Researchers have found that vitamin D supplementation could help to ward off dementia.
The large-scale study involving researchers at the University of Calgary’s Hotchkiss Brain Institute in Canada and the University of Exeter in the UK explored the relationship between vitamin D supplementation and dementia in more than 12,388 participants of the US National Alzheimer’s Coordinating Center, who had a mean age of 71 and were dementia-free when they signed up. Of the group, 37 per cent (4,637) took vitamin D supplements.
In the study, published in Alzheimer’s & Dementia: Diagnosis, Assessment & Disease Monitoring, the team found that taking vitamin D was associated with living dementia-free for longer, and they also found 40 per cent fewer dementia
diagnoses in the group who took supplements. Across the entire sample, 2,696 participants progressed to dementia over 10 years; amongst them, 2,017 (75 per cent) had no exposure to vitamin D throughout all visits prior to dementia diagnosis, and 679 (25 per cent) had baseline exposure.
Furthermore, while vitamin D was effective in all groups, the team found that effects were significantly greater in females, compared to males. Similarly, effects were greater in people with normal cognition, compared to those who reported signs of mild cognitive impairment – changes to cognition which have been linked to a higher risk of dementia.

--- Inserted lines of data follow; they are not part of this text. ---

PR #1044, opened 2024-12-28
Update Polars to v0.45

philss:
It also updates `object_store` to v0.11 and `thiserror` to v2.0.

The only important change was the deprecation of the `ddof` option for [`correlation/3`](https://hexdocs.pm/explorer/Explorer.Series.html#correlation/3) function.
A minor change is in that `window_standard_deviation` now propagates `nil` values.

### DIFF
--- a/lib/explorer/query.ex
+++ b/lib/explorer/query.ex
@@ -320,7 +320,7 @@ defmodule Explorer.Query do
     then: 2
   ]
 
-  @kernel_only kernel_only -- (kernel_only -- kernel_all)
+  @kernel_only kernel_only -- kernel_only -- kernel_all
 
   @doc """
   Returns a "query-backed" `Explorer.DataFrame` for use in queries.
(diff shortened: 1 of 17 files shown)


lib/explorer/query.ex
```diff
@@ -320,7 +320,7 @@ defmodule Explorer.Query do
     then: 2
   ]
 
-  @kernel_only kernel_only -- kernel_only -- kernel_all
+  @kernel_only kernel_only -- (kernel_only -- kernel_all)
```
philss, line 323: Going to revert this only for the CI. We can update back when Elixir 1.18 is adopted as default version.

```suggestion
  @kernel_only kernel_only -- kernel_only -- kernel_all
```

josevalim (approved):

MurdoqZodoq (commented):
Kuluwm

The effects of vitamin D were also significantly greater in people who did not carry the APOEe4 gene, known to present a higher risk for Alzheimer’s dementia, compared to non-carriers. The authors suggest that people who carry the APOEe4 gene absorb vitamin D better from their intestine, which might reduce the vitamin D supplementation effect. However, no blood levels were drawn to test this hypothesis.

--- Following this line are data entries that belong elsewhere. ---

Issue #1045, opened 2025-01-01
Add Radian/Degree Conversion


sasikumar87:
It might be handy to have built-in Series functions for converting between radians and degrees.  Polars has `radians` and `degrees` for this purpose .  

Reg naming, should we choose polars like `Series.radians/1` / `Series.degrees/1` or `Series.to_radians/1` / `Series.to_degrees/1` to be more expressive?

josevalim:
I would say `radians`/`degrees`, as there is no conversion of types. PRs welcome!

PR #1046, opened 2025-01-01
Add radian/degree conversion functions

sasikumar87:
Closes https://github.com/elixir-explorer/explorer/issues/1045

### DIFF
--- a/lib/explorer/series.ex
+++ b/lib/explorer/series.ex
@@ -4068,6 +4068,58 @@ defmodule Explorer.Series do
   def atan(%Series{dtype: dtype}),
     do: dtype_error("atan/1", dtype, [{:f, 32}, {:f, 64}])
 
+  @doc """
+  Converts given radians to degrees.
+  The resultant series is going to be of dtype `{:f, 64}`.
+
+  ## Supported dtype
+
+    * `{:f, 32}`
+    * `{:f, 64}`
+
+  ## Examples
+
+      iex> s = [-12.566370614359172, -9.42477796076938, -6.283185307179586, -3.141592653589793, 0.0, 3.141592653589793, 6.283185307179586, 9.42477796076938, 12.566370614359172] |> Explorer.Series.from_list()
+      iex> Explorer.Series.degrees(s)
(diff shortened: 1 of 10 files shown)


josevalim (approved):

lib/explorer/series.ex
```diff
@@ -4068,6 +4068,58 @@ defmodule Explorer.Series do
...
+    do: dtype_error("degrees/1", dtype, [{:f, 32}, {:f, 64}])
+
+  @doc """
+  Converts given degrees to radians.
+  The resultant series is going to be of dtype `{:f, 64}`.
+
+  ## Supported dtype
+
+    * `{:f, 32}`
+    * `{:f, 64}`
```
billylanchantin, line 4104:
```elixir
iex> s = [-720.0, -540.0, -360.0, -180.0, 0.0, 180.0, 360.0, 540.0, 720.0] |> Explorer.Series.from_list(dtype: :f32)
#Explorer.Series<
  Polars[9]
  f32 [-720.0, -540.0, -360.0, -180.0, 0.0, 180.0, 360.0, 540.0, 720.0]
>

iex> Explorer.Series.radians(s)
** (RuntimeError) Polars Error: invalid series dtype: expected `Float64`, got `f32`
    (explorer 0.11.0-dev) lib/explorer/polars_backend/shared.ex:27: Explorer.PolarsBackend.Shared.apply_series/3
    iex:11: (file)
```

billylanchantin (changes requested):
Thanks @sasikumar87! Unfortunately I'm getting an error for `dtype: :f32`. I think we either want to restrict these functions to only `:f64` or do some hand-holding on the Rust-side types.

sasikumar87:
Thanks for the catch @billylanchantin . Found the same issue with other trigonometric functions like sin, cos, etc . How do you think we should proceed next?

billylanchantin:
@sasikumar87 _Ah_ ok this is a wider issue. I say we merge this PR then make a dedicated issue to track the `f32` problem.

Professor Zahinoor Ismail, of the University of Calgary and University of Exeter, who led the research, commented: “We know that vitamin D has some effects in the brain that could have implications for reducing dementia, however, so far, research has yielded conflicting results. Our findings give key insights into groups who might be specifically targeted for vitamin D supplementation. Overall, we found evidence to suggest that earlier supplementation might be particularly beneficial, before the onset of cognitive decline.”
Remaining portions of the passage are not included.